Just a couple other utilities to mention related to lossless JPEG optimization. It's very slow because it is brute force, but jpegultrascan (https://github.com/MegaByte/jpegultrascan) seems to produce the best results for me. I've used it simultaneously calling the IJG and mozjpeg versions of jpegtran. There is also pingo (https://css-ig.net/pingo.php), which is mostly a PNG optimizer but also does some limited, but very fast, JPEG optimization. Pingo is a great bang-for-buck utility, but it is Windows-only and closed-source.

pts commented 1 year ago

@Adreitz, thank you for suggesting jpegultrascan and pingo.

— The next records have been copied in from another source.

PR #28, opened 2021-01-21
Bug 1687644 - Use the new external API on the web ext sample

brizental:
This is a continuation of #27.

Glean.js works :) See the pings sent from the sample: https://glean-debug-view-dev-237806.firebaseapp.com/pings/glean.js-test. Chrome and Firefox, but you'll need to take my word for it, that information is not in the metrics yet.

I did encounter some bugs upon testing in Chrome, which were not major so I fixed them. I think it will be important to have a kinda real testing playground for the next task I'll tackle which is [Bug 1687491](https://bugzilla.mozilla.org/show_bug.cgi?id=1687491).

It is also clear that in the future we will need to have automated testing in both browsers, the errors I fixed in the storage I only found because I tested in Chrome.

### DIFF
--- a/samples/web-extension/index.js
+++ b/samples/web-extension/index.js
@@ -5,25 +5,11 @@
 "use strict";
 
 import Glean from "glean";
+import { samplePing } from "./generatedPings";
+import { webExtStarted, popupOpened } from "./generatedMetrics";
 
-// TODO: Once we have glean_parser generating pings and metrics,
-// remove this code.
-const samplePing = new Glean._private.PingType("sample", true, false);
-const webExtStarted = new Glean._private.DatetimeMetricType({
-  category: "sample",
-  name: "webext_installed",
-  sendInPings: ["sample"],
-  lifetime: "ping",
-  disabled: false
-}, "millisecond");
-const popupOpened = new Glean._private.CounterMetricType({
-  category: "sample",
-  name: "popup_opened",
-  sendInPings: ["sample"],
-  lifetime: "ping",
-  disabled: false
-}, "millisecond");
-
+// TODO: Do not wait for Glean to be initialized before recording metrics
+// once Bug 1687491 is resolved.
 Glean.initialize("web-extension", true)
   .then(() => {
     console.log("Glean has been succesfully initialized.");
--- a/samples/web-extension/index.js
+++ b/samples/web-extension/index.js
@@ -6,4 +6,46 @@
 
 import Glean from "glean";
 
-Glean.initialize("web-extension", true);
+// TODO: Once we have glean_parser generating pings and metrics,
+// remove this code.
+const samplePing = new Glean._private.PingType("sample", true, false);
+const webExtStarted = new Glean._private.DatetimeMetricType({
+  category: "sample",
+  name: "webext_installed",
+  sendInPings: ["sample"],
+  lifetime: "ping",
+  disabled: false
+}, "millisecond");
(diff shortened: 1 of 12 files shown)


samples/web-extension/index.js
```diff
@@ -6,4 +6,46 @@
 
 import Glean from "glean";
 
-Glean.initialize("web-extension", true);
+// TODO: Once we have glean_parser generating pings and metrics,
+// remove this code.
+const samplePing = new Glean._private.PingType("sample", true, false);
```
Dexterp37, line 11: Can we move this to a file called `generatedPings.js`?

samples/web-extension/index.js
```diff
@@ -6,4 +6,46 @@
...
+  lifetime: "ping",
+  disabled: false
+}, "millisecond");
+const popupOpened = new Glean._private.CounterMetricType({
+  category: "sample",
+  name: "popup_opened",
+  sendInPings: ["sample"],
+  lifetime: "ping",
+  disabled: false
+}, "millisecond");
```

According to my quick measurements, jpegultrascan is about 1450 times slower than jpegtran of mozjpeg for a ~100 KiB JPEG input file, and makes the output JPEG file 0.402% smaller on average than jpegtran of mozjpeg. Thus it won't be included with pdfsizeopt.

Because it's a Windows-only tool, pingo won't be included either. Also, pingo.exe is huge (almost 3 MiB) considering what it can do.

However, it will be possible to use them (and many others) with --use-jpeg-optimizer=....

pts commented 1 year ago

I was wondering which version of jpegtran to use. I've tried mozjpeg version 3.1 (2015-05-19) and version 4.1.1 (2022-09-15). The latter generated JPEG output files a few percent larger than the former. I've reported https://github.com/mozilla/mozjpeg/issues/433 to get advice.

pts commented 1 year ago

I've created a source port of jpegtran of mozjpeg on https://github.com/pts/pts-mozjpegtran. The executable programs used by pdfsizeopt will be built from these sources, cross-compiled on Linux.

GitHubRulesOK commented 1 year ago

Hmmm I come from a long time ago when the need for compression was, very high cost of media and handling, thus compression was an essential necessity for storage and transmission speeds. However the purpose of a modern PDF is to be readable by many as fast as possible, thus size of storage is no longer a necessity, its bangs per buck that is achieved by decompression/rendering time that is important in this modern century. A few bytes saved by one authors exotic compressions (such as internet archive seem to use?) is magnified as a global warming delay, when each of thousands of readers take, extra seconds and CPU power to decompress for print or screen render. There should be a balancing point where simpler decompression times outweighs a few KB saved.

Adreitz commented 1 year ago

@GitHubRulesOK This is not "exotic compression". The compression formats relevant to PDFs (JBIG2, JPEG, GIF, PNG, ZIP) are all well-known and asymmetric. The decompression time is not affected in an appreciable way by the compression time used. While there is a time and energy cost associated with optimized compression, it can easily be made up by the use of the optimized file. It is quicker to download and therefore uses less energy through network activity. It could even be marginally quicker to open if stored on a fairly slow medium. And, though the storage space recovered from optimizing a single file may not be very meaningful, it adds up, and I don't think anyone would complain if they found their drive to suddenly have 10-30% greater capacity.

Also, the JPEG optimizations discussed in this issue are generally very quick, as opposed to many PNG optimizations.